(Information provided begins)
PR #6604, opened 2025-11-06
Implement CPLB reconciler healtcheck

juanluisvaladas:
## Description

Fixes # (issue)

## Type of change

- [ ] Documentation update

## How Has This Been Tested?

- [x] Manual test
- [x] Auto test added

## Checklist

### DIFF
--- a/pkg/component/controller/cplb/cplb_reconciler.go
+++ b/pkg/component/controller/cplb/cplb_reconciler.go
@@ -35,6 +35,7 @@ type CPLBReconciler struct {
 	log            *logrus.Entry
 	kubeconfigPath string
 	mu             sync.RWMutex
+	wg             sync.WaitGroup
 	updateCh       chan<- struct{}
 	stop           func()
 	healthCheckers map[string]*healthChecker
@@ -47,6 +48,7 @@ func NewCPLBReconciler(kubeconfigPath string, apiPort int, updateCh chan<- struc
 		kubeconfigPath: kubeconfigPath,
 		updateCh:       updateCh,
 		healthCheckers: make(map[string]*healthChecker),
+		wg:             sync.WaitGroup{},
 	}
 }
 
@@ -76,6 +78,7 @@ func (r *CPLBReconciler) Start() error {
 func (r *CPLBReconciler) Stop() {
 	r.log.Debug("Stopping")
 	r.stop()
+	r.wg.Wait()
 	r.log.Info("Stopped")
 }
 
@@ -234,7 +237,8 @@ func (r *CPLBReconciler) newHealthChecker(ctx context.Context, restConfig *rest.
 		updateCh:      r.updateCh,
 		healthCheckFn: healthCheckFn,
 	}
-	go hc.runHealthCheck(c, addr, nil)
+	r.wg.Add(1)
+	go hc.runHealthCheck(c, addr, nil, r.wg.Done)
 	return hc
 }
 
@@ -242,7 +246,8 @@ func (hc *healthChecker) Stop() {
 	hc.cancel()
 }
 
-func (hc *healthChecker) runHealthCheck(ctx context.Context, addr string, c <-chan time.Time) {
+func (hc *healthChecker) runHealthCheck(ctx context.Context, addr string, c <-chan time.Time, done func()) {
+	defer done()
 	if c == nil {
 		ticker := time.NewTicker(time.Second)
 		defer ticker.Stop()
--- a/pkg/component/controller/cplb/cplb_reconciler_test.go
+++ b/pkg/component/controller/cplb/cplb_reconciler_test.go
@@ -49,7 +49,7 @@ func TestHealthCheckerRunHealthCheck(t *testing.T) {
 	}
 	c := make(chan time.Time)
 
-	go hc.runHealthCheck(t.Context(), "192.168.1.1", c)
+	go hc.runHealthCheck(t.Context(), "192.168.1.1", c, func() {})
 	require.False(t, hc.healthy, "Expected the healthChecker to be unhealthy before the first tick")
 
 	c <- time.Now()


pkg/component/controller/cplb/cplb_reconciler.go
```diff
@@ -18,40 +22,50 @@ import (
...
+	"k8s.io/client-go/kubernetes/scheme"
+	"k8s.io/client-go/rest"
+	"k8s.io/client-go/tools/clientcmd"
 )
 
 // CPLBReconciler monitors the endpoints of the "kubernetes" service in the
 // "default" namespace. It notifies changes though the updateCh channel provided
 // in the constructor.
 type CPLBReconciler struct {
+	apiPort        int
```
twz123, line 34: This could be a `uint16`

pkg/component/controller/cplb/cplb_reconciler.go
```diff
@@ -18,40 +22,50 @@ import (
...
+		healthCheckers: make(map[string]*healthChecker),
 	}
 }
 
 func (r *CPLBReconciler) Start() error {
-	clientset, err := kubeutil.NewClientFromFile(r.kubeconfigPath)
+	clientSet, err := kubeutil.NewClientFromFile(r.kubeconfigPath)
 	if err != nil {
-		return fmt.Errorf("failed to get clientset: %w", err)
+		return fmt.Errorf("failed to get clienStet: %w", err)
```
twz123: There's a typo in the error string. I'd say, though, that we can pass on the error as is. That's what we're doing in the rest of the codebase, at least.

```suggestion
		return err
```

pkg/component/controller/cplb/cplb_reconciler.go
```diff
@@ -109,22 +123,154 @@ func (r *CPLBReconciler) maybeUpdateIPs(endpoint *corev1.Endpoints) {
...
+	shouldNotify := false
+	for addr := range r.healthCheckers {
+		if !slices.Contains(newAddresses, addr) {
+			r.healthCheckers[addr].Stop()
+			delete(r.healthCheckers, addr)
+			shouldNotify = true
 		}
 	}
+	if shouldNotify {
+		r.updateCh <- struct{}{}
```
twz123: Any reason not to keep the old way of doing it? Especially since we're holding the lock.


```suggestion
		select {
		case r.updateCh <- struct{}{}:
		default:
		}
```

There's some other places that are sending to the channel in a blocking manner. I don't think this is necessary, and sending in a non-blocking manner would avoid potential starvations/deadlocks.

pkg/component/controller/cplb/cplb_reconciler.go
```diff
@@ -18,40 +22,50 @@ import (
 	"k8s.io/client-go/kubernetes"
 
 	"github.com/sirupsen/logrus"
+	"k8s.io/client-go/kubernetes/scheme"
```
twz123, line 23: Can you group those together with line 22?

pkg/component/controller/cplb/cplb_reconciler.go
```diff
@@ -109,22 +123,154 @@ func (r *CPLBReconciler) maybeUpdateIPs(endpoint *corev1.Endpoints) {
...
+			}
+			// If it's not an *http.Transport, return it as-is
+			return rt
+		}
+
+		rc, err = rest.RESTClientFor(cfg)
+		fmt.Println(rc.Client.Transport)
+	}
+
+	c, cancelFunc := context.WithCancel(ctx)
```
twz123: Would be more idiomatic to call `cancelFunc` `cancel`.

pkg/component/controller/cplb/cplb_reconciler.go
```diff
@@ -109,22 +123,154 @@ func (r *CPLBReconciler) maybeUpdateIPs(endpoint *corev1.Endpoints) {
...
+	// If something went wrong or we didn't crate a rest client, run without health checking
```
twz123:
```suggestion
	// If something went wrong or we didn't create a REST client, run without health checking
```

pkg/component/controller/cplb/cplb_reconciler.go
```diff
@@ -109,22 +123,154 @@ func (r *CPLBReconciler) maybeUpdateIPs(endpoint *corev1.Endpoints) {
...
+		healthCheckFn: healthCheckFn,
+	}
+	go hc.runHealthCheck(c, addr, nil)
+	return hc
+}
+
+func (hc *healthChecker) Stop() {
+	// if hc.cancelFunc != nil {
+	hc.cancelFunc()
+	// }
```
twz123:
```suggestion
	hc.cancelFunc()
```

pkg/component/controller/cplb/cplb_reconciler.go
```diff
@@ -109,22 +123,154 @@ func (r *CPLBReconciler) maybeUpdateIPs(endpoint *corev1.Endpoints) {
...
+	c, cancelFunc := context.WithCancel(ctx)
+	// If something went wrong or we didn't crate a rest client, run without health checking
+	if err != nil || rc == nil {
+		// I think this scenario is impossible outside testing.
+		r.log.WithError(err).Error(fmt.Sprintf("Unable to create restClient for %q healthCheck. Running without healthCheck", addr), err)
+		hc := &healthChecker{
+			healthy:    true,
+			cancelFunc: cancelFunc,
+		}
+		r.updateCh <- struct{}{}
```
twz123: Could be non-blocking:

```suggestion
		select {
		case r.updateCh <- struct{}{}:
		default:
		}
```

pkg/component/controller/cplb/cplb_reconciler.go
```diff
@@ -109,22 +123,154 @@ func (r *CPLBReconciler) maybeUpdateIPs(endpoint *corev1.Endpoints) {
...
+		select {
+		case <-ctx.Done():
+			hc.log.Infof("Stopping healthchecker for %q", addr)
+			hc.healthy = false
+			return
+		case <-c:
+			result := hc.healthCheckFn(ctx)
+			if err := result.Error(); err != nil {
+				if hc.healthy {
+					hc.log.Infof("Health check failed, %q became innactive", addr)
```
twz123:
```suggestion
					hc.log.Infof("Health check failed, %q became inactive", addr)
```

pkg/component/controller/cplb/cplb_reconciler.go
```diff
@@ -109,22 +123,154 @@ func (r *CPLBReconciler) maybeUpdateIPs(endpoint *corev1.Endpoints) {
...
+	return healthyAddrs
+}
+
+// healthChecker provides health checking functionality for Kubernetes API servers
+type healthChecker struct {
+	cancelFunc    context.CancelFunc
+	rc            rest.Interface
+	log           *logrus.Entry
+	healthy       bool
+	updateCh      chan<- struct{}
```
twz123, line 179: This somehow looks like it could be replaced by

```suggestion
	healthy       value.Latest[bool]
```

pkg/component/controller/cplb/cplb_reconciler.go
```diff
@@ -109,22 +123,154 @@ func (r *CPLBReconciler) maybeUpdateIPs(endpoint *corev1.Endpoints) {
...
+		case <-ctx.Done():
+			hc.log.Infof("Stopping healthchecker for %q", addr)
+			hc.healthy = false
+			return
+		case <-c:
+			result := hc.healthCheckFn(ctx)
+			if err := result.Error(); err != nil {
+				if hc.healthy {
+					hc.log.Infof("Health check failed, %q became innactive", addr)
+					hc.healthy = false
```
twz123, line 269: This and the other assignments to `hc.healthy` in this method are racing with the reads happening in `CPLBReconciler.GetIPs` on [line 152](https://github.com/k0sproject/k0s/pull/6604/files#diff-f51f898f31787ec23608ab3ddf4db0f22eab29b2b7f46b9cb34d0d5fa95a840dR152):

```go
	for addr := range r.healthCheckers {
		if r.healthCheckers[addr].healthy {
			healthyAddrs = append(healthyAddrs, addr)
		}
	}
```

pkg/component/controller/cplb/cplb_reconciler.go
```diff
@@ -109,22 +123,154 @@ func (r *CPLBReconciler) maybeUpdateIPs(endpoint *corev1.Endpoints) {
...
+		}
+	}
+	hc := &healthChecker{
+		rc:            rc,
+		log:           r.log,
+		cancelFunc:    cancelFunc,
+		updateCh:      r.updateCh,
+		healthCheckFn: healthCheckFn,
+	}
+	go hc.runHealthCheck(c, addr, nil)
```
twz123: I think there's a potential possibility for a panic due to a send to a closed channel here when `Keepalived.Stop()` is called:

The health checkers might still be running after `CPLBReconciler.Stop()` has returned. The update channel will be closed, and a health checker that didn't terminate yet might try to write to a closed channel.

It might be better to actually block in `CPLBReconciler.Stop()` until all health checkers fanned in. Could be e.g. done with a `sync.WaitGroup`. Moreover,  as a rule of thumb, channels should be closed by the sending party, not the receiving party. Hence the ownership of the update channel could be transferred from `Keepalived` into `CPLBReconciler`, so that the reconciler manages its lifecycle. It could then simply expose, say, an `Updates() <-chan struct{}` method that can be used by `Keepalived`.

Another possibility would be to never close that channel at all, as long as we are e.g. using "for select" loops, with an additional ctx.Done() case to break out of the loop, instead of "for range" loops. But then it becomes really important to use non-blocking sends.

pkg/component/controller/cplb/cplb_reconciler.go
juanluisvaladas: I prefer to keep it this way so that it matches the type of `APISpec.Port`. The port validated before reaching this point

pkg/component/controller/cplb/cplb_reconciler.go
juanluisvaladas: > The health checkers might still be running after CPLBReconciler.Stop() has returned. The update channel will be closed, and a health checker that didn't terminate yet might try to write to a closed channel.

I don't think this actually possible because we don't close the channel explicitly, when we cancel the context we later remove it from the `healthCheckers` map and eventually the garbage collector will take care of it. And we shouldn't close it at all because that channel is shared by all the `healthChecker` in the map.

pkg/component/controller/cplb/cplb_reconciler.go
juanluisvaladas: Good point, I added a mutex to help with this.

pkg/component/controller/cplb/cplb_reconciler.go
juanluisvaladas: Probably, but then we'd need to monitor N channels in parallel which would change the logic enitrely, not quite sure if that's worth it.

pkg/component/controller/cplb/cplb_reconciler.go
twz123: Alright. Although I think it's much nicer to push validation to the type system. Maybe something to keep an eye on for the new Config structs.

pkg/component/controller/cplb/cplb_reconciler.go
twz123: Yeah. Changing this here would mean to rethink/rewrite everything else, as well.

pkg/component/controller/cplb/cplb_reconciler.go
twz123: But is *is* closed by `Keepalived.Stop()`:

https://github.com/k0sproject/k0s/blob/f826531dae64e59ab36538c09c7f5d710cd0ad32/pkg/component/controller/cplb/cplb_linux.go#L181

While just removing this line would fix the possible panic, I think we should nonetheless add a `sync.WaitGroup` for these goroutines and fan those in when the reconciler stops. IMO that makes Start and Stop symmetric, i.e. the first starts goroutines, the latter actually stops them.

juanluisvaladas: You're right, I fixed it in a separate commit for easier review. Good catch!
(Information provided ends)
→ What is required: State the count of lines above containing the string "first", and add nothing to it.

→ Task result: 2